_Exercise objective_
Count the lines below holding "approved" and answer with that number only.

_Records_
⟨

PR #2090, opened 2025-05-15
Fix pipeline for `next` branch without any new release

dnlkoch:
This attempts to fix the currently failing pipeline in the #1976 branch.

Explanation: As there is currently no release performed for the branch, the variable `release_version` is not defined and the checkout can't be performed. As fallback the previous version/tag is used now.


ahennr (approved):

simonseyock (approved):

dnlkoch:
Thanks for the reviews!

dnlkoch:
Unfortunately this is not working, `last_release_version` is not being set and it seems like an open issue in the [action](https://github.com/cycjimmy/semantic-release-action/issues/137).

PR #392, opened 2018-10-02
Plumbed correlation id for authorization and token requests

shoatman:


iambmelt:
@shoatman I'll file an issue to move the `correlation_id` out of `AuthenticationConstants` and into `DiagnosticContext`

PR #406, opened 2018-10-04
[B2C] Fix for B2C Silent Auth 

heidijinxujia:


msal/src/main/java/com/microsoft/identity/client/PublicClientApplication.java
```diff
@@ -784,7 +784,16 @@ public void acquireTokenSilentAsync(@NonNull final String[] scopes,
         String requestAuthority = authority;
 
         if (StringUtil.isEmpty(requestAuthority)) {
-            requestAuthority = Authority.getAuthorityFromAccount(account);
+            if (!StringUtil.isEmpty(mAuthorityString)
```
iambmelt: This looks to be copy/pasted out of `Authority` -- why can't we modify the behavior of that method to return `null` if the `tid` is blank? Line `797` would then set this value correctly

testapps/testapp/src/main/java/com/microsoft/identity/client/testapp/MainActivity.java
```diff
@@ -226,6 +228,8 @@ IAccount getAccount(final String loginHint) {
         for (final IAccount account : mApplication.getAccounts()) {
             if (account.getUsername().equals(loginHint.trim().toLowerCase())) {
                 return account;
+            } else if (account.getAccountIdentifier().getIdentifier().equals(loginHint.trim().toLowerCase())) {
```
iambmelt: I don't think this _should_ work: this value is either going to be a GUID or an pair-wise ID: I don't know under what circumstances this could reliably match a login_hint but this seems flawed 🤔

heidijinxujia: The oid is returned as string here account.getAccountIdentifier().getIdentifier().

heidijinxujia: In IAccount.java

msal/src/main/java/com/microsoft/identity/client/PublicClientApplication.java
heidijinxujia: Addressed.

testapps/testapp/src/main/java/com/microsoft/identity/client/testapp/MainActivity.java
heidijinxujia: The oid is returned as a string in the code `account.getAccountIdentifier().getIdentifier()`

gradle/versions.gradle
```diff
@@ -1,7 +1,7 @@
 // Variables for entire project
 ext {
     // SDK
-    minSdkVersion = 16
+    minSdkVersion = 21
```
iambmelt: 👍

testapps/testapp/src/main/java/com/microsoft/identity/client/testapp/MainActivity.java
heidijinxujia: I will remove this part for now. 'cause I found some other bug for testapp. Let's just leave it as it is for now.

⟩

_Exercise response_
2